BoLo! Haha. That’s the trendy name for Bos en Lommer, where I live. I like that it’s quite ethnic still – although that’s quickly changing – so there are quite a few nice, trendy and still independent places to go. I’ve got an organic grocer really close, a really good butcher, there’s an excellent bakery down the road. I have a garden really close by, and the Westerpark nearby too. It’s really accessible, and it’s just 15 minutes away by bike from the city.
Where would we find you hanging out on a Friday or Saturday night?
I really like going for dinner at Lab111. It’s in an old hospital in some kind of laboratory room, and there’s a cinema there, a restaurant with excellent food, and it’s just around the corner from my partner’s house in Oud-West.
And how about a lazy morning stroll?
I like walking through all the little streets with lots of boutiques. In Amsterdam shops are more independent and businesses can survive as a single shop. You do see some more chains coming in but I think there are some rules that mean large companies have to stay outside the canal ring as a way to preserve the way that Amsterdam looks, which is so important. Luckily it wasn’t bombed during the war, so we have so much beautiful architecture here.
Would you recommend Amsterdam as a place to start your own business?
Absolutely. It’s really, really easy. The costs for setting up your business are really low and it’s really business friendly. I went into the KvK (Chamber of Commerce) and within half an hour I had my business number and everything was set up . I just had to go to the tax office and organise things with them which was also really easy despite the fact they will only speak to you in Dutch – they’re not allowed to speak with clients in English. All the letters you‘ll receive from the tax office will be in Dutch. But the KvK are really friendly and speak English well, and they have lots of extra courses you can take so there’s lots of support. Costs are relatively low in Amsterdam – although Dutch people don’t think so – they think it’s really expensive. Compared to the rest of the Netherlands it is, but compared to London it’s really affordable.
Do you have any advice for anyone hoping to start a business in Amsterdam?
Do your research and look at the competition. And depending on where you want to work, really pay attention to the traffic that comes past and think about whether they are your clients. Keep your costs down – there are so many free apps you can use and inexpensive printing companies, and if you keep your costs down in the beginning you’ll be able to weather that tough time.
"Come over with a wide open perspective, try not to bring your own cultural bias, and just be open to new things"
How has Amsterdam changed you?
It’s made me a lot more relaxed. Everything’s give and take here. Even in the traffic, everyone slows down to let someone go past - and I think they’re that way in general life too. They have this saying, ‘even geduld’ – it means ‘just a moment’, ‘have a little patience’. Or ‘ga rustig aan’, which means ‘don’t worry’, ‘no rush’. Like if you’re in the queue at a shop, everyone’s just patiently waiting. I quickly learned that if you don’t just fall in and follow that, then you’re going to be very frustrated.

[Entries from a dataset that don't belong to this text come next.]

PR #1465, opened 2026-06-03
Apply paste delay after key press and increase slider range

sboys3:
## Before Submitting This PR

## Human Written Description

The main purpose of this is for people to test if increasing the delay after improves clipboard pasting reliability. This fix applies the existing paste delay config option to after the paste key presses. Both the delay before and after are now controlled by the one setting. The clipboard seems to be reverted before the key presses go through to some applications, resulting in previous clipboard content being pasted instead of the new content. This slider on the debug page has also been extended out to 500ms, because on my system when there is heavy load, it is required to be that high. The only change this should have for normal users is it changes the second delay from 50 to 60 milliseconds by default.

## Related Issues/Discussions

Discussion: https://github.com/cjpais/Handy/issues/502

## Testing

I have used this fix for several days now, during which some of the time my system was under heavy load, and I have not had a paste failure since. Although 1000 milliseconds in total(500ms for the setting) does block the main thread for a while. Previously, it was a common occurrence to get incorrect content pasted.

## AI Assistance

- [X] No AI was used in this PR


cjpais:
Is it possible to make these two separate sliders @sboys3 

Where: `std::thread::sleep(std::time::Duration::from_millis(50));` was not previously using any variable

hbenthow:
Is there an ETA of when this pull request might be implemented? I keep checking for updates to Handy and there haven't been any in a long time.

cjpais:
I am in the process of releasing transcribe.cpp and integrating into handy in parallel. After this is done I will be reviewing issues and merging appropriate features.

peterpeter7500-droid:
Hi - just checking that the fix above would address an odd issue (that I think others may have hit in a slightly different form).

Steps to reproduce:

Copy some text in another application (e.g. copy/paste for a separate task).
Switch to a text field and press the Handy push-to-talk hotkey to dictate.
On this first attempt after the copy, instead of my spoken words, the last thing on the clipboard gets pasted into the field.

Subsequent recordings in the same session work fine it only seems to happen on the first dictation after a copy operation. I've seen a few reports that sound related but not identical to this, so wanted to raise it in case it's a distinct edge case or a variant of the same root cause. Happy to provide more detail (OS, version, logs) if useful...just let me know what would help track it down.

cjpais:
It's largely this issue, and you can definitely use the debug menu to increase things. Though there are some other issues that are also related to this and that we're going to be addressing, please give more details with the OS version and logs if appropriate. But certainly on Windows and macOS, we are going to try to have an improved methodology coming soon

Do you have any advice for someone thinking about making the move to Amsterdam?
I would say try and get a job beforehand because of the 30% ruling, which is really beneficial to you tax-wise. And think about the type of housing you want. Everyone says that housing is really difficult to come by, although I was really lucky and found a place within the first week. I moved in and have been here ever since. But it can be very expensive sometimes, and if you get a furnished place you’re going to be paying a lot. But lots of people leave things on the street that are in perfect condition, so maybe you want to start slowly and then build up your own things. Come over with a wide open perspective, try not to bring your own cultural bias, and just be open to new things.